Ronald Reagan was nowhere near as simple-minded as he was portrayed in a largely hostile visual media. The Day After caused him to use our parity in theater nuclear weapons to bring the Soviets to the negotiating table, and the result was the INF Treaty (which, according to experts interviewed for an Aviation Week article, is being effectively voided by Russia).

Another made-for-TV movie broadcast shortly after The Day After, the BBC’s Threads, is also a docudrama, but one which is less a political drama and more a documentary. Threads very calmly examines the assumptions on which British civil defense planning was based and plausibly discredits them. It was clearly better-researched than The Day After and does a better job of rubbing the viewer’s nose in the reality of the post-nuclear world.

I am a certified radiological monitor under the old Federal/state civil defense program, and have read the literature of arms control and nuclear warfighting theory extensively. This isn’t impressive compared to the qualifications of some of the “arms control wonks” who implied to reporters before last year’s elections that there was nothing preventing the President of the United States from ordering the use of our nation’s nuclear arsenal without a good reason — that hasn’t been true since the Nixon administration — but I’d like to share my perspective, anyway.

While arms control advocates are correct in saying that movies like The Day After and Threads show that the notion of “winning” a nuclear war is a dangerous fallacy (for painfully obvious reasons), they’re economical with the truth about what happens when one side in an arms control treaty obeys it, and the other chisels on it.

Herman Kahn devoted an entire chapter of his On Thermonuclear War to Germany’s covert rearmament after World War I, when the Treaty of Versailles should have prevented Germany from starting World War II. The Germans were ingenious in concealing violations of the Versailles Treaty before Hitler’s rise to power, while afterward Hitler’s brinkmanship and audacity largely allowed him to openly defy the treaty.

The parallels between Germany between the wars and Russia now are striking. Biopreparat was established in violation of the Biological Weapons Convention almost before Leonid Brezhnev’s signature on the treaty was dry and energetically churned out mass quantities of biological weapons for nearly twenty years (until two of its top administrators defected to the West and revealed its existence). In the post-communist 1990s, money from the Nunn-Lugar Threat Reduction program was used to develop and manufacture some of the advanced “Novichok” nerve agents in secrecy, formulated to evade the provisions of the Chemical Warfare Convention.
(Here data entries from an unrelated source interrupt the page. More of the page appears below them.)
PR #2373, opened 2020-08-18
build: set SOVERSION on all libraries

jengelh:
Commit fbe9a23baf2cb020fe3f80d68d972e2a97d9b954 erroneously
only added SOVERSION to libglslang.so, but none of the others
that are produced.

Signed-off-by: Jan Engelhardt <jengelh@inai.de>


jeremy-lunarg:
This shouldn't have happened. We renamed the default branch yesterday per Khronos policy. I didn't explicitly close this PR and it won't let me reopen this PR. Would you be willing to reapply your changes onto main and open a new PR?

All this was before Vladimir Putin. Like Hitler, Putin’s an autarch who can clamp down on dissent, jail or kill domestic critics (or even those whose fortunes his cronies covet) and break arms treaties with impunity. And, like Hitler in the 1930s, Putin has been able to invade neighboring countries and engage in other foreign adventures with impunity. Unlike Hitler, Putin has a nuclear arsenal at his disposal. His greatest ally, China, has the world’s largest army backed by the world’s largest economy — and its own nuclear arsenal.
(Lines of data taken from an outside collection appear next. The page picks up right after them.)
PR #2377, opened 2020-08-23
4.array size fix and related

ShchchowAMD:
1. Expand meaning of implicit array size.

    1.1 The purpose of this change is to allow us to determine whether an array size is implicitly assigned or explicitly assigned. Currently, both ways will use changeOuterArraySize(), so we don't know where the front-size comes from.

    1.2 Now when implicitArraySize == 0, it means we have assigned an explicit array size to the identifier.

    1.3 This is introduced for some combined array size check, like gl_MaxCombinedClipCullDistance. We need to know whether gl_ClipDistance / gl_CullDistance has been redeclared. And only explicit array size will be used to check the limitation.

2. Add extension ARB_cull_distance and GL_EXT_clip_cull_distance. Checked as both arrays are supported in ES 320.

3. Add array size merging and primitive layout merging when using multi-shader mode in single stage(GS).

    3.1 Implicit size of declared input array should be less or equal to same explicitly declared identifier/primitive layout.

    3.2 Explicit array size of input array should be exactly equal to primitive layout.

4. Sample mask array should depend on implementation. One bit for one sampler.

5. member "resources" should not be redeclared in parseVersion, otherwise there would be wrong match / empty "resources" when using parent class.


johnkslang:
I don't think we should be reporting arrays as having 0 size.

I don't think ES 320 has clipdistance and culldistance.

ShchchowAMD:
For array size, would it be better if I use a new variable isImplicitlySized to check this? Need to know sizing type when checking combined size.

For clip/cull distance, I found it in GLSL ES 3.2 Spec 14.2.5, should they only depend on extension EXT_clip_cull_distance?

johnkslang:
> We need to know whether gl_ClipDistance / gl_CullDistance has been redeclared. And only explicit array size will be used to check the limitation.

Why shouldn't implicitly sized arrays be checked?

> For clip/cull distance, I found it in GLSL ES 3.2 Spec 14.2.5, should they only depend on extension EXT_clip_cull_distance?

This looks like a mistake in the asciidoc conversion.  They got partially listed, but are never discussed or specified, and did not appear in (at least some) earlier revisions of the same version.  It would be new functionality, so I think you found a specification bug.

I reported this just now in https://github.com/KhronosGroup/GLSL/issues/132.

ShchchowAMD:
Hi John, if there's a fragment shader case as :
 (gl_MaxClipDistance == gl_MaxCullDistance ==gl_MaxCombinedClipCullDistance == 8)

"
    #version 320 es
    #extension GL_EXT_clip_cull_distance : enable
    in  highp float gl_ClipDistance[8];
    void main() {
    ....
"

In this case , we only redeclare clip distance with max size when cull distance is unsized (implicit size == 1).

I treat this case as right, so that combined size should be 0 + 8 <= gl_MaxCombinedClipCullDistance.

That's the reason I want to exclude implicit size in this case.

Otherwise, gl_ClipDistance.implicitArraySize + gl_CullDistance.implicitArraySize > gl_MaxCombinedClipCullDistance.

johnkslang:
> For clip/cull distance, I found it in GLSL ES 3.2 Spec 14.2.5, should they only depend on extension EXT_clip_cull_distance?

>  I reported this just now in KhronosGroup/GLSL#132.

Update: This is getting removed from the GLSL ES specification.  They were actually only in the non-normative SPIR-V mapping section.

ShchchowAMD:
Hi john, as you mentioned, both gl_ClipDistance and gl_CullDistance has been removed from normative ES version.

Now they would only depend on EXT_clip_cull_distance.

ShchchowAMD:
Hi john,

Is there any concerns for this PR?

I'm looking at issues and feedback for those waiting PRs currently.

We might benefit from another docudrama, one for our times, which shows the world we’re headed for if we don’t take some responsibility for our future. It should not be based on “High Frontier” space-based defense, calls for a renewal of the last Cold War’s nuclear arms race, or appeals for more arms control when our existing “partner” in arms control has decided to violate the spirit of existing treaties and increase the number of strategic and tactical nuclear weapons and delivery systems it has.

This new docudrama ought to contrast our current status of no effective civil defense and only a token strategic missile defense (forcing us to go back to the idea of mutually assured destruction) with an alternative. It ought to show that with moderate expenditures, we could have radiation shelter for everyone in the country and reasonably effective blast shelter for those who live in probable nuclear target areas.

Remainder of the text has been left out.